For more than 30 years, we have decried the poor state of our education system. We have poured tens of millions of dollars into it and it still fails to meet education requirements. Let me suggest some easy, cost-free solutions:

  • No school exemptions. You live in 'Aiea, for example, you go to school in 'Aiea; and your tax records will attest to where you live. When everyone becomes affected, everyone will see a need to do something about it.

  • Every city, county and state employee's child will attend public school where they live. This will put an end to lip service paid by politicians about how concerned they are about our educational system while they send their kids to private schools. If they want to send them there, they can find a job in private industry but not have tax dollars, which are paying their salaries, contribute to maintaining the educational divide.

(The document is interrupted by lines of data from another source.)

PR #1037, opened 2015-10-01
FindCBLAS.cmake: s/cblas/blas in pkg-config mode

ghisvail:
BLAS detection does not work on Debian / Ubuntu due to the `libblas-dev` package shipping a `blas.pc` alongside headers and libraries and not a `cblas.pc`. This patch solves the detection.


pavanky:
@ghisvail This was contributed by @marbre to work on Gentoo. Replacing cblas with blas may break builds on his package.  

@marbre Can you check if simply using `blas` instead of `cblas` works on gentoo ? If so we could just accept the change. If not we should perhaps check for `blas` when `cblas` fails ?

ghisvail:
It would not harm to check for both.

marbre:
On Gentoo cblas and blas can be provided by different packages. For example the user can install blas-reference and cblas-reference. Another possibility is to install Atlas, which provides both interfaces. The user finally can choose which library to use with `eselect {blas,cblas}`.

Of cause, cblas requires a blas package installed, but not the other way around. Thus, checking for blas, it can not be guaranteed that cblas is available. Further `cblas.pc` and `blas.pc` pass back different Libs:

***cblas.pc***
~~~
prefix=/usr
libdir=${prefix}/lib64
includedir=${prefix}/include
Name: refcblas
Description: C wrapper interface to the F77 reference BLAS implementation
Version: 20110218
URL: http://www.netlib.org/blas/
Libs: -L${libdir} -lrefcblas
Private: -lm
Cflags: -I${includedir}/cblas
Requires: blas
~~~

***blas.pc***
~~~
prefix=/usr
libdir=/usr/lib64

Name: refblas
Description: Basic Linear Algebra Subprograms F77 reference implementations
Version: 
URL: http://www.netlib.org/refblas/
Libs: -L/usr/lib64 -lrefblas
Libs.private: -lm
~~~

I assume the cleanest way could be that Debian provides a blas.pc **and** a cblas.pc, with `libblas-dev` and `libatlas-base-dev`. But thats somehow a matter of taste.
If not, and if `PKG_CHECK_MODULES(PC_CBLAS cblas)` fails, the cblas can still be found with the other code in the `FindCBLAS.cmake` module, which I didn't touched. Thus, detecting cblas should also work on Debian without the patch, since I assume it worked before commit 644d074867ff35821a87b3b6794efe6e7cd4006a.

pavanky:
@marbre thanks for the feedback.

@ghisvail I am on vacation and have limited time for testing. Do you mind maintaining this patch in your fork until we have a more permanent fix ?

ghisvail:
@pavanky I am happy to hold on that patch. Afterall, it is distro specific.

> On Gentoo cblas and blas can be provided by different packages.
Also the case on `Arch` apparently. Not the case on `Debian` and `Fedora` derivatives.

> I assume the cleanest way could be that Debian provides a blas.pc and a cblas.pc.
Fair point, worth asking the Debian maintainers about this.

Since I don't want to break `Gentoo`'s setup, I am now convinced that this patch should be kept downstream on Debian.

Feel free to close if you agree.

PR #1048, opened 2015-10-05
Fix memory leak in median & Windows fixes

### LINKED ISSUE #1045: memory leak in af::median
Using af::average to repeatedly calculate the average of an image works fine, and takes **less than a second**:

    try {
      for (int i=0; i<1000; i++) {
        std::cout << "I: " << i << std::endl;
        af::array a = af::randn(1000, 1000);
        af_print(af::mean(af::flat(a)));
      }
    } catch (af::exception &exception) {
      std::cout << "Exception: " << exception.what();
    }

However, as soon as I switch from mean to median:

    try {
      for (int i=0; i<1000; i++) {
        std::cout << "I: " << i << std::endl;
        af::array a = af::randn(1000, 1000);
        af_print(af::median(af::flat(a)));
      }
    } catch (af::exception &exception) {
      std::cout << "Exception: " << exception.what();
    }

It takes around **4 seconds** and then aborts at iteration ~750 / 1000 with the following error:

    Exception: ArrayFire Exception(999): Unknown error
    In C:\workspace\af_inst_source\src\api\cpp\median.cpp:3

Using it in a real project, I also got a CUDA out of memory error in another function after some time, which suggests to me that there must be a memory leak in af::median.

### LINKED ISSUE #1047: Fix windows build with blas excluding MKL
Currently the builds on windows fail when not using MKL.
This is probably because of the cmake options/defines.

shehzan10:
Fixes #1045 
Fixes #1047

### DIFF
--- a/src/api/c/median.cpp
+++ b/src/api/c/median.cpp
@@ -72,7 +72,8 @@ static af_array median(const af_array& in, const dim_t dim)
     af_seq slices[4] = {af_span, af_span, af_span, af_span};
     slices[dim] = af_make_seq(mid-1.0, mid-1.0, 1.0);
 
-    AF_CHECK(af_index(&left, getHandle<T>(sortedIn), input.ndims(), slices));
+    af_array sortedIn_handle = getHandle<T>(sortedIn);
+    AF_CHECK(af_index(&left, sortedIn_handle, input.ndims(), slices));
 
     if (nElems % 2 == 1) {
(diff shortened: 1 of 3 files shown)


pavanky:
@shehzan10 Can you run through all `src/api/c/` files and check if other places are doing something like this ?

shehzan10:
This does not seem to be a concern in any other use of getHandle.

  • School hours extended throughout the state to 4:30 p.m. It's inconceivable that a school day ends before 2 p.m.

  • Driving age raised to 18. This will alleviate traffic congestion, and since kids will go to school in their neighborhoods the need to drive is a moot point.

    We can solve and raise the level of education in the state of Hawai'i, but leadership is done by example, and I fear little of it is being shown. Of course, we can always throw more money at the problem and keep moaning about it.

    Greg Grajew



    It's distressing to read in Lillian Koller's Sept. 26 letter that the Department of Human Services considers 10 percent off the price of prescription medications to be a "deep discount."

    Many readers know they can get discounts of 25 percent or better on many brand-name pharmaceuticals just by shopping at Costco. Wal-Mart advertised that it is adding more generic drugs to its list for sale at $4 for a 30-day supply, and Target announced it would match Wal-Mart. If these for-profit entities can bargain effectively with manufacturers to reduce prices but Hawai'i will not, why does Koller still consider Rx Plus a success?

    Our Legislature, responding to testimony by Kokua Council and other organizations, passed a law with clear intent. Between July 1, 2004, and June 30, 2005, the Lingle administration was to have collaborated with other states to negotiate bulk-purchase discounts. It did not do this. Koller's letter confirms it.

    Candidates get to debate, but there's no debate with the people. If there were, our gubernatorial candidates would have to explain how they will relieve our seniors, people living with disabilities and those under the poverty level of the need to choose between food and medicine.